On the behavioral level, recognition performance (Cadieu et al., 2014; Hong et al., 2016; Majaj et al., 2015; Rajalingham et al., 2018), perceptual confusions, and illusions provide valuable clues as to how representations in brains and DNNs may differ. For instance, it can be highly informative to understand the detailed patterns of errors (Walther, Caddigan, Fei-Fei, & Beck, 2009) and reaction times across stimuli, which may reveal subtle functional differences between systems that exhibit the same overall level of task performance. Visual metamers (Freeman & Simoncelli, 2011; Wallis, Bethge, & Wichmann, 2016) provide a powerful tool to test for similarities in internal representations across systems. Given an original image, a modified version is created that nevertheless leads to an unaltered model response (for instance, the activation profile of a DNN layer). For example, if a model was insensitive to a selected band of spatial frequencies, then modifications in this particular range will remain unnoticed by the model. If the human brain processed the stimuli via the same mechanism as the model, it should similarly be insensitive to such changes. The two images are therefore indistinguishable (“metameric”) to the model and the brain. Conversely, an adversarial example is a minimal modification of an image that elicits a different category label from a DNN (Goodfellow, Shlens, & Szegedy, 2015; Nguyen, Yosinski, & Clune, 2015). For convolutional feed-forward networks, minimal changes to an image (say of a bus), which are imperceptible to humans, lead the model to classify the image incorrectly (say as an ostrich). Adversarial examples can be generated using the backpropagation algorithm down to the level of the image, to find the gradients in image space that change the classification output. This method requires omniscient access to the system, making it impossible to perform a fair comparison with biological brains, which might likewise be confused by stimuli designed to exploit the idiosyncratic aspects (Elsayed et al., 2018; Kriegeskorte, 2015). The more general lesson for computational neuroscience is that metamers and adversarial examples provide methods for designing stimuli for which different representations disagree maximally. This can optimize the power to adjudicate between alternative models experimentally.

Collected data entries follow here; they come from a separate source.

PR #712, opened 2025-02-14
Fix `ark --install` on Linux

### LINKED ISSUE #648: Ark `--install` command panics
To repro, just run `ark --install`. This appears:

```
thread 'main' panicked at /home/jmcphers/git/ark/crates/harp/src/command.rs:33:42:
called `Result::unwrap()` on an `Err` value: NotPresent
```

Some debugging suggests the problem is that this command requires `R_HOME` to be set. So you can do this:

```bash
export R_HOME=$(R RHOME)
```

After this you can install, but you get a spurious error about needing a connection file.

```
./ark --install
Successfully installed Ark Jupyter kernelspec.

    Kernel: /home/jmcphers/.local/share/jupyter/kernels/ark/kernel.json
    
Error: A connection file must be specified. Use the `--connection_file` argument.
```

It's probably fine to require R_HOME to be set so that Ark is registered against the right version of R, but we should check and see if it's set and show something friendly if it isn't.

lionel-:
And fix `--connection_file` error.

Closes #648.

### DIFF
--- a/crates/ark/src/main.rs
+++ b/crates/ark/src/main.rs
@@ -128,7 +128,7 @@ fn main() -> anyhow::Result<()> {
             },
             "--install" => {
                 install_kernel_spec()?;
-                has_action = true;
+                return Ok(());
             },
             "--help" => {
                 print_usage();
--- a/crates/ark/src/version.rs
+++ b/crates/ark/src/version.rs
@@ -10,7 +10,7 @@ use std::env;
 use std::path::PathBuf;
 
 use anyhow::Context;
-use harp::command::r_command;
+use harp::command::r_command_from_path;
 use harp::object::RObject;
 use itertools::Itertools;
 use libr::SEXP;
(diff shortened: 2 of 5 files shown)


crates/ark/src/main.rs
```diff
@@ -128,7 +128,7 @@ fn main() -> anyhow::Result<()> {
             },
             "--install" => {
                 install_kernel_spec()?;
-                has_action = true;
+                return Ok(());
             },
```
DavisVaughan, line 132: Oh wow it was trying to start ark when you `--install`?

crates/ark/src/version.rs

Ranging across levels of description and modalities of brain-activity measurement, from responses in single neurons, to array recordings, fMRI and MEG data, and behavior, the methods described here enable computational neuroscientists to investigate the similarities and differences between models and neural responses. This essential element is required to be able to find an answer to the question of which biological detail and set of computational objectives is needed to align the internal representations of brains and DNNs, while exhibiting successful task performance.
Drawing Insights From Deep Neural Network Models
Deep learning has transformed machine learning and only recently found its way back into computational neuroscience. Despite their high performance in terms of predicting held-out neural data, DNNs have been met with skepticism regarding their explanatory value as models of brain information processing (e.g., Kay, 2017). One of the arguments commonly put forward is that DNNs merely exchange one impenetrably complex system for another (the “black box” argument). That is, while DNNs may be able to predict neural data, researchers now face the problem of understanding what exactly the network is doing.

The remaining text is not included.